A distributor network built over two years on personal credibility resets materially when the face behind those relationships changes. A KOL who agreed to participate in a clinical advisory board because of their relationship with the individual, not the company, doesn't necessarily extend that commitment to the replacement. Change the account lead on a VAC submission mid-process and you've lost three months of groundwork. None of this is recoverable on day one. The replacement needs time to rebuild, and during that period, the competitor whose commercial leader is still in post isn't standing still.
The fourth category has no equivalent outside medical devices.
The window you can't get back
In a post-clearance, pre-established-reimbursement company, the commercial leadership hire doesn't just determine revenue for the coming year. It determines whether the company uses its commercial window or loses it.
The period between FDA clearance and established Category I CPT code coverage averages 3–7 years. Every sale during that stretch requires active reimbursement management: the company is operating on a temporary or miscellaneous code, which means nothing is automatic. The KOL relationships being built now generate the real-world evidence that supports the permanent code application. What payers hear in this window determines MAC coverage decisions later. The physician education programme running in parallel shapes adoption patterns that persist long after the window closes.
A VP Sales hired into this environment who carries the behavioural profile of a scaling operator rather than a market-builder doesn't simply underperform.
They consume the window without filling it.

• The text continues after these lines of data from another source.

PR #1239, opened 2024-12-12
fix: updater artifacts V1 compatible

shanimal08:
Description
---
- fixes missing release artifacts after Tauri V2 merge:

needed to change `createUpdaterArtifacts` to [`v1Compatible`](https://tauri.app/plugin/updater/#building) for the zips

How Has This Been Tested?
---

-  beta build branch:

macOs: 

image

linux:
image

windows: 
image

---

- check artifacts in [the release workflow](https://github.com/tari-project/universe/actions/runs/12294412932)

### DIFF
--- a/.github/workflows/release.yml
+++ b/.github/workflows/release.yml
@@ -36,7 +36,7 @@ jobs:
           - platform: 'windows-latest'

By the time the company recognises the structural problem, 18 months of the most commercially sensitive period in the device's lifecycle have been spent on a hire that was never going to work. That's what 15x base salary is measuring: not just what was lost, but what was never built.
Why it keeps happening
A mis-hire is rarely a failure of capability. The candidate who lasted fourteen months usually had an impressive CV, and they'd hit numbers before. They interviewed well, which is a low bar.

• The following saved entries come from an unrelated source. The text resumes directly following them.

PR #1243, opened 2024-12-12
feat: telemetry service

### LINKED ISSUE #1186: Add additional telemetry events
**Description**
Create a new service to send Telemetry events.
- The telemetry endpoint should be ENV configurable
- It should be usable from the backend and frontend (via backend is okay)
- It will send telemetry via HTTPS post requests
- It should respect the users existing "Opt-in for Telemetry" settings

The data structure will be in the following format:

```
event_name : str
event_value  : json
created_at : timestamp
user_id (optional) : str
app_id : str
version: str
```

The first set of telemetry should match the existing setup progression being sent to Sentry. 

With this new event type, we should track setup progress as it happens. Ideally with the captured data we can see what percentage of users successfully made it across the different percents of completion, for example:
image

MCozhusheck:
Description
---
Resolves #1186 
Add new telemetry service which receives events and immediately sends them.

example event sent:
```json
{
  "app_id": "1b%i31CBnblWxHYxSanG",
  "cpu_name": "11th Gen Intel(R) Core(TM) i5-1135G7 @ 2.40GHz",
  "created_at": {
    "nanos_since_epoch": 439482034,
    "secs_since_epoch": 1734106140
  },
  "event_name": "checking-latest-version-mmproxy",
  "event_value": { "percentage": 10, "service": "mmproxy" },
  "gpu_name": "Intel(R) Iris(R) Xe Graphics [0x9a49]",
  "os": "Linux",
  "user_id": "v3,FZNcifkHKvDUJ9Luwc4xBe5HiGHV,0.8.24,VWE2AdhnnMOqNDd7fcQnqVVEBAeee68KBM2+8K7iznY=",
  "version": "0.8.24"
}
```

Motivation and Context
---
This should be useful for tracking how many users  are stuck during application setup. We saw some users being stuck at 30% with now feedback. This should help in debugging issues like that.

How Has This Been Tested?
---
Run application and watch for error message coming from telemetry service. If no error are present that means that events were sent correctly. Also check the telemetry dashboard to check if any messages are present on the server.

To verify frontend command I created test button to invoke like this:
```Typescript
const sendTelemetry = () =>
    invoke('send_data_telemetry_service', {
        eventName: 'settings_opened',
        data: { service: 'frontend-test', percentage: 100 },
    });
```
And found those event present in the kafka dashboard:
```js
{
  "app_id": "CX4h8%%G$xQ0hpnZSu@N",
  "cpu_name": "11th Gen Intel(R) Core(TM) i5-1135G7 @ 2.40GHz",
  "created_at": {
    "nanos_since_epoch": 795656093,
    "secs_since_epoch": 1736248665
  },
  "event_name": "settings_opened",
  "event_value": { "percentage": 100, "service": "frontend-test" },
  "gpu_name": "Intel(R) Iris(R) Xe Graphics [0x9a49]",
  "os": "Linux",
  "user_id": "v3,FZNcifkHKvDUJ9Luwc4xBe5HiGHV,0.8.40,VWE2AdhnnMOqNDd7fcQnqVVEBAeee68KBM2+8K7iznY",
  "version": "0.8.40"
}
```

---
Same as above.

Breaking Changes
---

- [x] None
- [ ] Requires hard fork
- [ ] Other - Please specify


leet4tari (approved):
utACK - Would need the BETA env

src-tauri/src/main.rs
```diff
@@ -236,20 +240,60 @@ async fn setup_inner(
...
+    let app_version = app.package_info().version.clone();
+    state
+        .telemetry_service
+        .write()
+        .await
+        .init(app_version.to_string(), telemetry_id.clone())
+        .await?;
+    let telemetry_service = state.telemetry_service.clone();
+    let telemetry_service = telemetry_service.read().await;
+    let telemetry_service = telemetry_service.deref();
```
brianp, line 279: interesting. We can't just clone it, or borrow it. We have to deref it?

src-tauri/src/main.rs
```diff
@@ -265,6 +309,17 @@ async fn setup_inner(
         sleep(Duration::from_secs(1));
     }
 
+    drop(
```
brianp, line 312: Why do we have to drop after each call?

src-tauri/src/telemetry_service.rs
```diff
@@ -0,0 +1,234 @@
...
+    let cpu_name = match cpu_name.first() {
+        Some(cpu) => cpu.public_properties.name.clone(),
+        None => "Unknown".to_string(),
+    };
+    let gpu_name = hardware.get_gpu_devices().await?;
+    let gpu_name = match gpu_name.first() {
+        Some(gpu) => gpu.public_properties.name.clone(),
+        None => "Unknown".to_string(),
+    };
+    let os = PlatformUtils::detect_current_os();
```
brianp, line 191: Is it heavy to re-request this data constantly?

Most of this won't change. Could we get it once during initialization and cache it for each request?

brianp (commented):
I have added the telemetry address to CI.

src-tauri/src/telemetry_service.rs
MCozhusheck: Good point, moved it to initialization.

src-tauri/src/main.rs
MCozhusheck: Compiler complains if we ignore result of sending telemetry data. This workaround another possibility could be to write `let _ = ...`

src-tauri/src/main.rs
MCozhusheck: Yes it's unnecessary, we can just use `&` to get reference to rw lock guard.

src-tauri/src/main.rs
brianp: It would be my preference to use `let _ = ...` just because having the drop makes me wonder if there's some special case happening that really requires the drop, where `let _ = ...` is a common pattern.

brianp (approved):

The error, in most cases, is structural: the company hired for the role it understood rather than the stage it was actually in.
So why does it keep happening?
The pattern that appears most consistently across placements in early-stage medical devices is what I'd describe as the scaling operator in a pioneer role. A candidate who built a high-performing sales team from 30 to 100 reps at an established device company, who managed £80 million of revenue against a mature reimbursement environment, and who was brought in to build a market from scratch that did not yet have physician awareness, payer coverage, or a KOL community. Real skills. Wrong context. The behavioural profile that made the scaling operator successful (high sociability, relationship management, systematic territory coverage) is precisely the profile that struggles in a greenfield launch environment where the first twelve months require a different disposition entirely.
Bradford Smart's research in Topgrading puts 300 hours of management time as the cost of a single senior mis-hire across recruitment, coaching, performance management, exit management, and replacement. Not the worst of it. The worst is what wasn't built while the right person wasn't in the seat.
What the arithmetic says about the search fee
A retained VP-level search costs 25–33% of first-year compensation. On a £250,000 package: between £62,500 and £82,500.
The same role, hired wrongly through a process that prioritised speed and CV presentation over stage fit and behavioural alignment, costs somewhere between £700,000 and £1.2 million by the conservative estimates in this piece. That figure excludes the commercial window cost, which for a post-clearance device company at the critical reimbursement-building stage cannot be captured in a single number: the compound effect of 18 lost months doesn't stop accumulating when the replacement arrives.
The question medical device executives should be asking at budget approval stage is not whether they can justify the search fee.
It's whether they can absorb the cost of the alternative.